Ini adalah panggilan kami sebagai arsitek informasi untuk membangun jembatan antara data mentah dan pengetahuan yang bermanfaat, memastikan setiap informasi yang tersebar telah melalui proses penyaringan yang tepat. Di laboratorium katalogisasi kampus, kami belajar teknik metadata untuk melacak asal-usul informasi—seperti detektif yang mengikuti jejak digital. Pelatihan knowledge management mengajarkan kami membangun “perpustakaan personal” ala Kartini versi digital: mengklasifikasikan bookmark, membuat catatan referensi, hingga teknik penyimpanan cloud yang terstruktur.
Menulis di Era Digital: Konten atau Kacau?
Kartini menulis untuk mendidik, tapi banyak konten perempuan hari ini justru terjebak tren tanpa substansi. Misalnya saja konten tentang tutorial skincare yang tidak berdasar medis, quote motivasi palsu “kata Kartini”, dan bahkan sampai berita viral yang belum diverifikasi.
Ambil kasus #BijakBersamaTikTok 2023: survei menemukan 7 dari 10 konten “perawatan wajah ala Kartini” justru mengandung misinformasi bahan kimia. Padahal, Kartini sendiri sangat ketat dalam referensi—suratnya kepada Stella Zeehandelaar tahun 1899 bahkan menyertakan catatan kaki dari buku kedokteran Belanda.
Selama magang di lembaga pers mahasiswa, saya belajar bahwa menulis yang bertanggung jawab harus berdasar data seperti Kartini yang merujuk buku, mempertimbangkan dampak seperti surat Kartini selalu punya tujuan jelas, bebas dari bias karena hoaks sering menarget emosi perempuan.

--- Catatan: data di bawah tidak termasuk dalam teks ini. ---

Issue #80, opened 2026-07-17
Auto-capture: no idempotency key (Stop/PreCompact re-capture loop) + PreCompact/task_context hooks still bypass dedup


RobertSigmundsson:
**Context:** surreal-memory in production for our agent swarm (Uruboros), via stdio MCP + Claude Code Stop/PreCompact auto-capture. Open cards; fix ready on our fork.

**Since #69** the Stop hook has embedding-based semantic dedup — good. **Two gaps remain:**

1. **No idempotency key at the source.** The Stop hook fires after every assistant turn and PreCompact on each compaction; both re-read an overlapping transcript tail and re-run `analyze_text_for_memories`, re-encoding identical fragments across turns. The embedding dedup in `stop.py` operates within a single candidate batch, so it does not stop the cross-turn re-capture loop (the same fragment persisted last turn is re-encoded this turn).
2. **PreCompact and task_context hooks have no dedup at all** — `pre_compact.py` and `task_context.py` still construct `MemoryEncoder` without any dedup pipeline.

**Impact:** the noisiest write path (auto-captured session summaries) accumulates near-duplicates — the memory-poisoning failure mode — on any host using the default Stop/PreCompact integration.

**Fix we're offering (PR-ready on our fork, will align after our 2.11.0 rebase):** an idempotency key at the source to break the re-capture loop; dedup wired into pre_compact + task_context; exact-content candidate lookup so exact dups can't escape the word-search window. On our deployment this dropped `content_hash=0` fresh neurons from ~64% to ~0.25%.

acidkill:
Re-verified against current `main`, not just the description — both gaps are still open:

- `_embedding_dedup` exists only in `hooks/stop.py` (line 221). `hooks/pre_compact.py` and `hooks/task_context.py` still construct `MemoryEncoder` with no dedup pipeline.
- No idempotency key anywhere in the write path (`git grep idempot` on `main` is empty).

**What changed today that you should rebase onto.** #93 and #94 both landed and both touch this area from the other end:

- #93 adds write-gate modes `off | shadow | enforce` plus a per-intent `auto_capture_mode`, so the gate can be enforced on `intent=auto` while interactive writes stay in shadow. It also touches `hooks/pre_compact.py` and `hooks/stop.py`, so expect conflicts there.
- #94 adds an empirical machine-noise denylist to `quality_scorer`.

[...]

PR #221, opened 2026-09-05
fix(smem-hygiene): default the Stop hook's session-summary fallback to off

RobertSigmundsson:
## Summary

- The Stop hook's session-summary fallback becomes opt-in: `auto.capture_session_summary`, defaulting to `false`.
- The fallback is a truncation, not a summary; on a stock installation the write gate is off, so what it produces is stored rather than filtered.
- Adds six tests over the default, the round trip, and the behaviour on both settings.

## Why

When pattern extraction finds nothing in a transcript, the Stop hook manufactures a candidate from the last few lines and offers that to the write gate. On a real chat transcript those lines are harness markers and half-sentences, not knowledge — so the gate rejects them, and the work of extracting, encoding and judging them is repeated on every turn that produces no patterns.

The repository already says as much in two places, which is what makes this a default worth changing rather than a preference:

- `quality_scorer.py`'s `_NOISE_PREFIXES` opens with the literal `"session activity:"`, above a comment describing it as an *"Empirical denylist from gate_decision false-accepts (2026-07-23): 180x "Session activity:", 30x <summary>, …"*. The single most common false accept the gate had to learn to reject is the thing this fallback manufactures.
- `capture_state.py`'s module docstring calls duplicate `"Session activity"` entries *"the dominant source of memory poisoning"*.

Measured on one production brain over twenty-four hours: 96 of 158 write-gate rejections, a little over three in five, originated in this path alone — entries like `Session activity: <task-notification>`. That number is from a single brain and I would not lean on it alone; it agrees with the direction of the two notes above, which are the project's own.

## Changes

- `unified_config.py`: the new `auto.capture_session_summary` field, defaulting to `false`, with the reason recorded beside it.
- `hooks/stop.py`: the fallback runs only when the flag is set.
- `tests/unit/test_stop_hook_session_summary.py` (new) and `tests/unit/test_hook_capture_idempotency.py`, which turns the fallback back on explicitly.

## What this does not change

The gate itself. `WriteGateConfig` defaults to `enabled: False` and `mode: "off"`, so on a stock installation the fallback's output is not rejected — it is *stored*, as a `CONTEXT` memory. That is the case this default actually addresses, and it is the common one rather than the exception, which is worth being explicit about: the argument here is not "the gate wastes effort" but "on the defaults, nothing is stopping this".

Setting `capture_session_summary = true` restores the previous behaviour exactly. The #80 idempotency regression tests do that deliberately, since the defect they pin lives on this path and needs it switched on to be observable at all.

## Not touched, on purpose

The extraction helper keeps its name. Renaming it to say "tail" rather than "summary" would describe it better, and it has a single call site, so the rename would be small — but a rename is a different change from a default flip and belongs in its own commit rather than riding along.

## Test plan

- [x] `pytest tests/unit/test_stop_hook_session_summary.py` — 6 passed: the default is off, an absent key loads as off, an explicit `true` survives the config round trip, `save` emits the key, and the hook stores nothing for pattern-free text with the flag off and does store with it on.
- [x] `pytest tests/unit/test_hook_capture_idempotency.py` — 12 passed. Those tests turn the fallback back on explicitly, because the #80 defect they exist to pin is only reachable through it.
- [x] With `hooks/stop.py` and `unified_config.py` reverted to `main` and the tests kept, 5 of the 6 new tests fail.
- [x] `pytest tests/ -m "not stress" -n 4` — 7289 passed, 48 skipped, 1 xfailed, which is `main`'s 7283 plus the six tests added here. Two tests in `tests/unit/test_dashboard_brains_scope.py` fail on this branch and on `main` alike: they want a live database and collide with one another under `-n`. Both pass when that file is run on its own.

## Verified by

@RobertSigmundsson

### DIFF
--- a/docs/reference/config.md
+++ b/docs/reference/config.md
@@ -63,6 +63,7 @@ Auto-capture configuration for MCP server.
 | `capture_insights` | `bool` | `true` |  |
 | `capture_preferences` | `bool` | `true` |  |
 | `min_confidence` | `float` | `0.7` |  |
+| `capture_session_summary` | `bool` | `false` |  |
 
 ## `[eternal]`
 
--- a/src/surreal_memory/hooks/stop.py
+++ b/src/surreal_memory/hooks/stop.py
@@ -501,12 +501,16 @@ async def capture_text(text: str, project_name: str | None = None) -> dict[str, 
                 logger.debug("Failed to save stop-hook memory", exc_info=True)
                 continue
 
-        # Always save a session summary if no patterns were detected. Skipped
+        # Fall back to a session summary if no patterns were detected. Skipped
         # when every detected fragment was duplicate-filtered above -- that
         # case already has an accurate "duplicate" status; falling through
         # here would silently replace it with a brand-new summary save.
+        #
+        # Off by default (auto.capture_session_summary): the "summary" is the last
+        # ~10 transcript lines verbatim, which on a real chat is harness markers and
+        # half-sentences, not knowledge. See AutoConfig for the measured numbers.
         summary_had_candidate = False
-        if not saved and not all_candidates_were_duplicates:
+        if config.auto.capture_session_summary and not saved and not all_candidates_were_duplicates:
             summary = _extract_session_summary(text)
             if summary:
                 summary_had_candidate = True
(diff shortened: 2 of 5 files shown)


acidkill (approved):
Reviewed the full diff. The measured 61%-of-rejections number justifies the default flip; both directions are pinned, the idempotency suite opts back in explicitly, and the subprocess racer gets config.toml rather than an in-process toggle. Note for the changelog: default behaviour change, opt-out is auto.capture_session_summary=true.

Perempuan Pengelola Informasi
Jika dulu Kartini adalah pustakawan pribadi bagi dirinya sendiri dengan koleksi ratusan buku, kini mahasiswa lulusan program studi yang menyelami dunia literasi informasi bisa menjadi pustakawan digital yang mengajarkan literasi informasi, data analyst yang memastikan data gender tidak bias, ataupun sebagai content creator edukatif yang memerangi hoaks.
Contoh nyata: program “Ibu Melek Data” di perpustakaan daerah, mengajarkan ibu-ibu membaca grafik stunting—langsung berdampak pada kesadaran gizi anak, mereka diajarkan membaca DOI (Digital Object Identifier) pada artikel kesehatan, melacak versi terkini panduan resmi pemerintah, dan membuat content warning untuk info sensitif.
Menurut IFLA Global Vision Report 2023, 82% pustakawan perempuan di Asia Tenggara kini merangkap sebagai : Digital literacy trainer, Community research assistant, dan Local heritage curator.
“Jika dulu Kartini berkata ‘Habis Gelap Terbitlah Terang’, maka versi kita adalah: ‘Habis Hoaks Terbitlah Fakta’!”
Kartini tidak pernah memegang smartphone, tapi semangatnya tetap relevan “Perempuan harus cerdas, bukan hanya bisa like dan share.”
Mari teruskan perjuangannya dengan kritis terhadap informasi, menulis konten yang memberdayakan, dan menyuarakan pentingnya literasi digital. “Dulu Kartini menulis di atas kertas, sekarang kita menulis di atas timeline.”